Sometimes, the sons also set

The ever-expanding phone-hacking scandal has already had effects on the U.K. government. While Rupert and James Murdoch survived their July 19 grilling before a Parliamentary committee, there will clearly be long-range effects on News Corp. under Rupert Murdoch — now and in the future.

In his testimony, Murdoch pointed out that the now-defunct News of the World was only 1% of his empire. While various facets of that empire will no doubt see shifts, the bigger question is the longterm DNA of the company’s style.

Murdoch pere sits at the top of the public company, and his actions have always been accountable to stockholders. But in the past, investors were willing to go along with him, even when he paid billions for Dow Jones and its crown jewel the Wall Street Journal. Now his every move is under scrutiny, and it will be harder for him to work unilaterally within the company.

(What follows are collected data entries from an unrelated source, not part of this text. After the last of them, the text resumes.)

PR #338, opened 2025-08-16
Added the new "volume_mult" property for HUD sound call back. Removed all indoor framework related engine side code

Kutez:
Add the new `volume_mult` for `on_before_play_hud_sound` callback. You can use it to change the volume of any hud sound, with or without replacing the sound itself. (more info in the `callbacks_gameobject.script`)
Example:
```
	if alias == "sndShot" and parent and parent:id() == AC_ID then
		result.section = "wpn_l96a1_sounds"
		result.line = "snd_shoot"
		result.volume_mult = 0.75 -- Multiply the new fire sound's volume by 0.75
	end
```
Or:
```
	if alias == "sndShot" and parent and parent:id() == AC_ID then
		result.volume_mult = 0.5 -- Multiply the old fire sound's volume by 0.5
	end
```

Also removed all indoor framework related engine side code become the project the move to Lua and rely on the callback.


Kutez:
Sorry for the long ass title lol

Kutez:
Known bug, `::luabind::object_cast<float>` return nil when the value is 0 for some reason, others worked fine.

themrdemonized:
By the looks of it should work fine. Maybe you can set the default value of volume multiplier to 1 instead of nil, that way you wouldn't need a nil check

Kutez:
It still doesn't solve the problem of when the property is 0, `::luabind::object_cast<float>` will just return nil. I will do some hack to see if it works

Kutez:
Ok I was wrong, it does return 0 but idk that in C++, not (a 0 float value) return true

Kutez:
Apparently, a 0.f is the same as NULL, so there is no way afaik I can distinct them, I will just put a notice. God this driving me crazy.

src/xrGame/HudSound.cpp
```diff
@@ -309,16 +309,24 @@ void HUD_SOUND_COLLECTION_LAYERED::PlaySound(LPCSTR alias, const Fvector& positi
 			::luabind::object output = funct(alias, parent_lua_game_object);
 			if (output && output.type() == LUA_TTABLE)
 			{
+				float volume_mult_ex = ::luabind::object_cast<float>(output["volume_mult"]);
 				LPCSTR section = ::luabind::object_cast<LPCSTR>(output["section"]);
 				LPCSTR line = ::luabind::object_cast<LPCSTR>(output["line"]);
+				if (volume_mult_ex) {
```
Xottab-DUTY, line 318:
```suggestion
				if (!fis_zero(volume_mult_ex))
				{
```

src/xrGame/HudSound.cpp
```diff
@@ -309,16 +309,24 @@ void HUD_SOUND_COLLECTION_LAYERED::PlaySound(LPCSTR alias, const Fvector& positi
...
+					volume_mult = volume_mult*volume_mult_ex;
+				}
 				if (!section)
 				{
-					Msg("!_G.COnBeforePlayHudSound callback, HUD_SOUND_COLLECTION_LAYERED::PlaySound, failed to override sound item %s, no section specified", alias);
-				} 
+					if (!volume_mult_ex) {
```
Xottab-DUTY:
```suggestion
					if (fis_zero(volume_mult_ex))
					{
```

src/xrGame/HudSound.cpp
```diff
@@ -309,16 +309,24 @@ void HUD_SOUND_COLLECTION_LAYERED::PlaySound(LPCSTR alias, const Fvector& positi
...
+						Msg("!_G.COnBeforePlayHudSound callback, HUD_SOUND_COLLECTION_LAYERED::PlaySound, failed to override sound item %s, no section specified", alias);
+					}
+				}
 				else if (!line)
 				{
-					Msg("!_G.COnBeforePlayHudSound callback, HUD_SOUND_COLLECTION_LAYERED::PlaySound, failed to override sound item %s, no line specified", alias);
-				} 
+					if (!volume_mult_ex) {
```
Xottab-DUTY:
```suggestion
					if (fis_zero(volume_mult_ex))
					{
```

src/xrGame/HudSound.cpp
```diff
@@ -353,7 +361,7 @@ void HUD_SOUND_COLLECTION_LAYERED::PlaySound(LPCSTR alias, const Fvector& positi
 
 	for (; it != it_e; ++it)
 	{
-		if (it->m_alias == alias_to_play)
+		if (it->m_alias == alias_to_play && volume_mult>0)
```
Xottab-DUTY:
```suggestion
		if (it->m_alias == alias_to_play && volume_mult > EPS_S)
```

src/xrGame/WeaponMagazined.cpp
```diff
@@ -112,8 +109,8 @@ void CWeaponMagazined::Load(LPCSTR section)
 	m_sounds.LoadSound(section, "snd_shoot", "sndShot", false, m_eSoundShot);
 	if (WeaponSoundExist(section, "snd_shoot_actor"))
 		m_sounds.LoadSound(section, "snd_shoot_actor", "sndShotActor", false, m_eSoundShot);
-
 	//-Alundaio
+
```
Xottab-DUTY:
```suggestion
```

Xottab-DUTY (commented):
Comparing floats with `0` directly is potentially erroneous/inaccurate due to how floats work in hardware.
X-Ray has a special function `fis_zero` to check if a float is zero and it's always better to use it.

> 0.f is the same as NULL

It is not, but luabind automatically converts `nil` to `0.f`. It's possible to avoid that.

Xottab-DUTY:
> It's possible to avoid that.

To detect if Lua's `volume_mult` is actually `nil`, don't do `luabind::object_cast` immediately.
Here's an example:
```cpp
auto volume_mult_ex_obj = output["volume_mult"]; // receive Lua object
bool volume_mult_ex_is_nil = luabind::type(volume_mult_ex_obj) == LUA_TNIL; // the actual check for nil
float volume_mult_ex = ::luabind::object_cast<float>(volume_mult_ex_obj); // receive the actual value. nil will be converted to 0.f automatically
```
Then, you can use `volume_mult_ex_is_nil` in places where `fis_zero` is not enough and you need exactly nil checking.

themrdemonized:
let me know when its ready for review

Kutez:
@themrdemonized ready for review, thanks

themrdemonized:
I made a commit that simplifies the `volume_mult` logic https://github.com/themrdemonized/xray-monolith/commit/b39e5c55b905d4c6e0ccc81eca39cc367b50d50a

PR #350, opened 2025-08-26
On use functor callback

antglobes:
Get the gameobject, functor slot and name after clicking an action in the item properties box, inside of the player's inventory.


antglobes:
Made mistake, didn't test hang on

PR #353, opened 2025-08-27
Level Script Attachments

xr-lucy:
Added support for level script attachments (same function calls as with objects, just level.x instead of obj:x)
For example:
```lua
local latt = level.add_attachment("gubu", "dynamics\\scene_objects\\pripyat\\pri_a25_antenna_destroyable_barrier")
```

To attach an existing attachment to the level use
```lua
attachment:set_parent_level()
```


themrdemonized:
lmk when its ready

PR #354, opened 2025-08-28
ImGui: Implement grouping API

ProfLander:
Adds an API for registering widgets to globally-named groups, and rendering them in order of registration.

Allows mods to extend the built-in ImGui overlay in a structured fashion, and expose extension points where other mods may inject their own UI elements. The main API is given in `imgui_groups.script`, and contains full documentation, usage instructions, and a basic example.

Adds the following groups by default:
- `Unique` - Renders unconditionally
- `Main` - Renders when the ImGui overlay is visible
- `MenuBar` - Renders elements within the built-in overlay menu bar
- `Debug` - Built-in submenu, intended for debugging tools like inspectors, editors, stats, etc.
- `Mods` - Built-in submenu, intended for simple mod interfaces that don't necessitate a dedicated dropdown


ProfLander:
CC @xr-lucy for review 🙏

xr-lucy:
I think it should be kept in a single file (i know there are multiple files as a way to demonstrate how to use it but it feels like unnecessary bloat to add 4 files for the API)

Otherwise it's a great idea 😄 

I guess you could even add the functions to _G or ImGui namespace, maybe something like ImGui.AddGroup("name") or (in _G) AddImGuiGroup("name") similar to the way script callbacks are added and registered, but it's up to you 🐱

ProfLander:
Fair point on files - especially since the group addition code is minimal; I've moved it into a dedicated subheading in `imgui_groups.script`.

Namespace-wise, I think `_G` is already too busy, and `ImGui` hosting C++ methods is a nice parallel with the official manual, so I went with `ImGui.Groups` to keep the footprint minimal, and upgraded the function factory to create sub-namespaces:

```lua
ImGui.Groups.Add("MyGroup") -- Creates ImGui.Groups.MyGroup
ImGui.Groups.MyGroup.Widget(my_widget) -- Add a widget to it
ImGui.Groups.MyGroup.Render() -- Render it
```

PR #364, opened 2025-09-09
Fix `CALifeMonsterBrain::process_task` segfault

### LINKED ISSUE #363: Hidden Error: Segmentation fault in `CALifeMonsterBrain::process_task`
`CALifeMonsterBrain::process_task` periodically causes a segmentation fault during offline A-Life update.

This is not noticeable under normal circumstances, as the segfault is rendered catchable by MSVC's structured exception handling, and caught by [luabind's built-in `try` / `catch`](https://oberon00.github.io/luabind/errors.html#structured-exceptions-msvc) which bridges C++ callbacks to the C Lua runtime.

The resulting stack unwind causes the remainder of the monster brain's update to be skipped, likely hampering offline interactions for affected objects. In my testing, this has occurred with generic simulation stalkers and zombified, with space restrictors around the clear sky base and miracle machine entrance yielding the problematic null tasks on a new game - no instances of successful runs have been recorded so far.

Compiling with Clang exposes the error, as it [does not deal in structured exceptions](https://github.com/llvm/llvm-project/issues/62606), but appears otherwise playable following recent fixes to [ProfLander/xray-monolith:cmake](https://github.com/ProfLander/xray-monolith/tree/cmake).

(I tried the `-fasync-exceptions` flag mentioned in the linked issue: it causes an ICE when attempting to build `xray-monolith`, and is ultimately a workaround for the root issue of null tasks.)

The relevant code is located [here](https://github.com/themrdemonized/xray-monolith/blob/20b9d6a482cd309c7d64ce23686ab790c0d0e225/src/xrServerEntities/alife_monster_brain.cpp#L115): `task` is assigned `nullptr`, and the resulting dereference throws the segmentation fault.

## Known Details

Investigating the LTX sections for the affected restrictors doesn't turn up anything out-of-place.

When accessed from `CALifeMonsterBrain`, the `task()` invocation goes to the virtual base method defined on `CSE_ALifeSmartZone`, which returns `0`. This may be accounted for by the absence of a `task` implementation on `cse_alife_smart_zone` (declared in `lua_help.script`, bound to `CSE_ALifeSmartZone` engine-side) or its inheritor `se_smart_terrain` (defined in `smart_terrain.script`.)

However, the smart terrains / space restrictors in question appear to yield a valid task when accessed from elsewhere in Lua via `se_smart_terrain:get_alife_task()` - I successfully monkey-patched this method with logging, but ~~attempting the same with `se_smart_terrain:task()` resulted in no change.~~

**Edit:** User error, patch worked. Fix PR sent.

I've looked over OpenXRay and IX-Ray, and the relevant code (absence of relevant gamedata notwithstanding) appears functionally equivalent. Given that they maintain Clang and GCC builds which would see the same result at runtime, and don't appear to be using any special compiler flags to sidestep the issue, it's reasonable to assume that they don't suffer from the underlying bug.

## Reproduction Save

[monster-brain-segfault-save.zip](https://github.com/user-attachments/files/22226942/monster-brain-segfault-save.zip)

Should be vanilla-compatible; made on a local development preset with no save / simulation -affecting mods loaded. Reproduces on `all-in-one-vs2022-wpo` mainline as well as on MSVC / Clang presets via my `cmake` branch.

Spawn at the southeast entrance to Garbage, and walk to the pair of stalkers stood just beyond the nearby campfire. Once they finish greeting you, the game should have had time to trigger the error. Otherwise, reload and try again - it can occur before or slightly after.

In theory this should show in the log on a Verified build as a result of the `THROW3` expression, but that doesn't seem to happen; adding a conditional `if (task) { ... } else { ... }` with `Msg` logging inside `CALifeMonsterBrain` and setting breakpoints is sufficient to demonstrate the problem on MSVC.

ProfLander:
Adds a working implementation of `se_smart_terrain:task()`, which fixes `CALifeMonsterBrain::process_task` segfaulting after attempting to dereference the null pointer returned when falling back to the default virtual implementation of `CSE_ALifeSmartZone::task`.

As a result, offline monsters (+ stalkers) attached to a smart zone will now pathfind toward it instead of getting stuck in a broken state.

Closes #363.

### DIFF
--- a/gamedata/scripts/aaaa_script_fixes_mp.script
+++ b/gamedata/scripts/aaaa_script_fixes_mp.script
@@ -607,3 +607,11 @@ function trans_outfit.transparent_gg()
 		end 
 	end
 end
+
+-- Lander:
+-- Implement missing `CSE_ALifeSmartZone::task()` bind.
+-- Fixes segfault inside `CALifeMonsterBrain::process_task`,
+-- which was preventing offline monsters (+ stalkers) from pathfinding.
+function smart_terrain.se_smart_terrain:task()
+	return self.smart_alife_task
+end


themrdemonized:
Please put the code into `aaaa_script_fixes_mp.script` file

ProfLander:
And done 👍

PR #368, opened 2025-09-11
Fix options menu memory access violation on localization change

### LINKED ISSUE #367: Hidden Error: Memory access violation in options menu during localization reload
When the language is changed via the options menu, the localization reload function causes the main menu to be `xr_delete`'d and replaced with a fresh copy before option callbacks have finished running.

As the `UIOptions` Lua class accesses `self.owner` - a main menu reference populated at construction time - this causes MAVs when the resulting pointer is accessed in post-callback logic, which are hidden by luabind's SEH-empowered exception handler under MSVC.

There are two distinct variants of MAV, one involving access to `self.owner`'s child `CUIMMShniaga`, and the other to `self.owner` itself. Which occurs is inconsistent, though `Crash 1` can be caused consistently by inspecting deep into the call stack with the debugger. A non-debugged build appears to pick randomly between it and `Crash 2`, potentially implicating GC as cause of the variation.

Curated call stack:
```c++
<Main Menu>
<Options>
<Change Language>
<Apply>
// Button handler
CUI3tButton::OnClick()
    // Dispatch to lua
    CUIDialogWndEx::SendMessage(CUIWindow* pWnd, s16 msg, void* pData)
        // Options accept handler
        ui_options.UIOptions:On_Accept()
            // Localization update functor
            ui_options.func_localization()
                // Script loctable reload
                game.reload_language()
                    // Loctable reload
                    CStringTable::ReloadLanguage()
                        // Hide main menu
                        CMainMenu::Activate(false)
                        // Show main menu
                        CMainMenu::Activate(true)
                            // Reinstantiate start dialog
                            CMainMenu::ReloadUI()
                                // Construct new start dialog
                                NEW_INSTANCE(TEXT2CLSID("MAIN_MNU"))
                                    // Lua constructor, sets `owner` on options menu
                                    ui_main_menu.main_menu:__init()
                                        // Build controls
                                        ui_main_menu.main_menu:InitControls()
                                            // Initialize shniaga + magnifier
                                            CScriptXmlInit::InitMMShniaga("shniaga_wnd",self)
                                // Delete old main menu
                                xr_delete(m_startDialog)
            // Accept handler forwards to cancel handler
            UIOptions:On_Cancel()
                // Attempt to show the main menu this options menu was constructed with
                // (The `m_startDialog` that was `xr_delete`'d above)
                self.owner:ShowDialog(true)
                    // Dialog window show handler
                    CUIDialogWnd::ShowDialog
                        // Dialog holder start
                        CDialogHolder::StartDialog
                            <Crash 1 - access violation, self.owner has been deleted>
                // Attempt to hide this options menu (child of `m_startDialog`)
                self:HideDialog()
                // Attempt to call the main menu's lua-level show function
                self.owner:Show(true)
                    // Lua show function tries to show the magnifier
                    ui_main_menu.main_menu:Show()
                        // C++ handler
                        CUIMMShniaga::SetVisibleMagnifier(true)
                            <Crash 2 - access violation, self has been deleted>
```

ProfLander:
Adds a monkey-patch for `ui_options.script` to prevent it from accessing a deleted `self.owner` after localization is reset.

Closes #367.


gamedata/scripts/aaaa_script_fixes_mp.script
```diff
@@ -615,3 +615,52 @@ end
...
+local loc_reloaded = false
+
+--- Patch `func_localization` to set the reload flag
+local old_funct = ui_options.func_localization
+function ui_options.func_localization(...)
+    loc_reloaded = true
+    return old_funct(...)
+end
+
+--- Replace the copy emplaced in `ui_options.options`
```
ravenascendant: This should not be needed if the patch happens early enough.  the options table is built by ini_opt_base and may be empty when this code runs.  as long as the patch happens before init_opt_base runs this will be unnecessary.

gamedata/scripts/aaaa_script_fixes_mp.script
ravenascendant, line 1: the patch is running too late and shouldn't be in this file as this file is not loaded at the first main menu. 

this fix should be in _g_patches.script in order to be loaded before the first main menu. Alternatively a modxml script will also load before the ui_options.script is loaded by the main menu.

ravenascendant (changes requested):
patch timing is wrong. option table navigation is unnecessary if the functor is patched before the table is built.

themrdemonized:
> patch timing is wrong. option table navigation is unnecessary if the functor is patched before the table is built.

What you think if we put this change into ui_options.script itself and add this into the next exes version?

ravenascendant:
> > patch timing is wrong. option table navigation is unnecessary if the functor is patched before the table is built.
> 
> What you think if we put this change into ui_options.script itself and add this into the next exes version?

Are any of the pre MCM mods that replaced UI options still a thing? warfare overhaul? dynamic mutants? 

other than the risk of being over written, which is probably small (?) moving all your options changes to a script replacement does make sense.

gamedata/scripts/aaaa_script_fixes_mp.script
ProfLander: Good catch; I was testing on a straight-to-map preset and overlooked this - have moved the logic to `_g_patches.script`.

gamedata/scripts/aaaa_script_fixes_mp.script
ProfLander: Confirmed locally, it works without the `ui_options.options` manipulation following the move to `_g_patches`.

ProfLander:
Adopting `ui_options` into modded exes sounds good to me; I've drafted the PR while the question is open.

@ravenascendant How extensive are MCM's changes to `ui_options`? If `xray-monolith` is going to adopt the script as first-class gamedata, it would be preferable for that version to be the single source of truth, with downstream additions coming in via monkey patch.

We could break apart larger functions, or add new patch entrypoints within them if the current structure is too monolithic for that to be tractable as-is. Though I suppose that would raise the question of compatibility with vanilla 🤔

ravenascendant:
> Adopting `ui_options` into modded exes sounds good to me; I've drafted the PR while the question is open.
> 
> @ravenascendant How extensive are MCM's changes to `ui_options`? If `xray-monolith` is going to adopt the script as first-class gamedata, it would be preferable for that version to be the single source of truth, with downstream additions coming in via monkey patch.
> 
> We could break apart larger functions, or add new patch entrypoints within them if the current structure is too monolithic for that to be tractable as-is. Though I suppose that would raise the question of compatibility with vanilla 🤔

MCM doesn't use anything in ui_options.script 

ui_mcm.script started as a lazy copy and rename of ui_options.script with a dynamic options table loader tacked on. I have since expanded upon it in many ways.  "lazy" code duplication saves me from being affected by changes to ui_options.script
However bugs involving ui_options are likely to behave similarly with MCM because the structure and a majority of the code is still the same. 


it uses some of the same textures and texture definitions. and some translation strings. eventually i will duplicate these into MCM since i know that Tronex made a new options UI for anomaly 1.6 and i don't want to be dependant on file that could be deleted or changed becaue of that. 

if ui_options does become part of modded exe's i will submit a PR for the ui_options bugs that i have fixed in MCM. maybe open an issue for the ones i can't figure out how to fix. ;P

ProfLander:
> MCM doesn't use anything in ui_options.script

Gah, sorry; I got `ui_main_menu.script` mixed up with `ui_options.script`. Ran into an MO2 conflict with it in the early stages of debugging this PR, and the wrong one stuck in my head. No worries on that front then.

PR #394, opened 2025-12-01
Export Screenshot Func + variable resolution & encoding

antglobes:
- Extends level class to take screenshots in dds format
- Most common encoding formats included as global enum
- Take any filename written to `gamedata\\textures` folder
- Variable Resolution


themrdemonized:
The only changed file is .gitignore, and i don't think its intended. Revert changes to .gitignore and check your PR again

antglobes:
Should all be done and uploaded now. Had a little trouble reverting so its not clean, but it should still all be there.

themrdemonized:
Delete this file `src/batch_build - Copy.bat` from PR as well please

PR #1745, opened 2017-06-12
Fixed HAL shortest path response.

marco-scoppetta:
The array containing the shortest path response now contains a list of JSON objects instead of Strings, so we do not get parsing error on Dashboard


fppt:
@marco-scoppetta Please merge this into master and reference the merge here.

fppt:
https://github.com/graknlabs/grakn/pull/1751

PR #1747, opened 2017-06-12
Temporary patch to fix Null Pointers In merging castings

fppt:


aelred:
We don't intend to merge this to `master` right?

fppt:
we do but only for sorting out the git history

fppt:
https://github.com/graknlabs/grakn/pull/1751

PR #1748, opened 2017-06-13
refactored graph module to remove compile/test time dependency on graql

bolerio:
In grakn-graph module:

- Graql dependency is declared with <scope>runtime</scope> now
- A new QueryBuilderFactory interface is introduced to handle the response from a graph.graql() call, where the default construct a new instance of QueryBuilderImpl associated with the graph. No property configuration yet for this, probably will never be needed, but the implementation is dynamically instantiated through reflection
- A bunch of other small moves where needed, such as creating a StringUtil class in core with some of Graql's string utilities moved there
- There was one main "real" dependency remaining: rules do need actual patterns to be instantiated. The way I got around this (and it only came up in tests), was to use the query builder parsing methods.


fppt:
If https://github.com/graknlabs/grakn/pull/1749 goes in we can close this PR

fppt:
I have been through this and I am wondering why make `QueryBuilderFactory` part of the `InternalFactory` structure? Why not just leave it as a helper which can be called from within `AbstractGraknGraph#graql()` ?

As it stands `AbstractGraknGraph#graql()` creates a new instance of `QueryBuilder` each time anyway.

bolerio:
@fppt Maybe I don't understand well that notion of "internal factory", but it wasn't so much how many instanstances `AbstractGraknGraph#graql()` creates, more about the idea that the query builder is coupled to the graph and therefore the process of creating is in principle dependent on type of graph db implementation used, and we had mentioned having a factory during the call, so I went with a factory.  Once I decided that we'd go the "factory route", the question was who creates that factory and when. I thought the factory implementation, should it ever vary, would be coupled with the graph implementation, hence the addition to InternalFactory and voice the need of another "factory builder". That was my thought process :) Of course, feel free to change it - a simpler helper class would also do the job for now. One thing to make sure of is lookup that `Constructor` once only because that's what's most time consuming during reflection. After that calling the constructor `newInstance` is fast enough (not as fast as 'new' operator because of some extra security checks, but close).

fppt:
It's certainly more flexible but I think it's a flexibility we don't need. 

Personally I don't see the need for such a coupling. I doubt the `QueryBuilder` will ever need anything outside the context of what `AbstractGraknGraph` contains. 

What do you think @aelred ?

aelred:
Agreed that it's not needed right now. I'd say go for the simpler solution - if we need the extra indirection we can always re-introduce the factory!

bolerio:
@fppt @aelred Ok, sounds good, I'm fine either way. So @fppt I noticed you merged this into some other PR or something? Should I make the changes here and push them or have you already done so somewhere?

fppt:
@bolerio ignore that. That was a failed attempt and me getting this in faster because I thought I needed it for some other work. I was mistaken. You can continue working on this PR.

fppt:
Merge conflicts were resolved and merged in https://github.com/graknlabs/grakn/pull/1763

The question of succession has always been a point of pride for him. When he made it clear that his older son Lachlan was the designated successor, questions were raised, but nobody raised fists. Similar acceptance occurred when younger son James replaced Lachlan as the heir apparent.

The televised hearings before members of Britain’s Parliament have shown Murdoch to be a lion in winter. The image of the single-minded media baron gave way to a view of an 80-year-old who was sometimes flustered and confused.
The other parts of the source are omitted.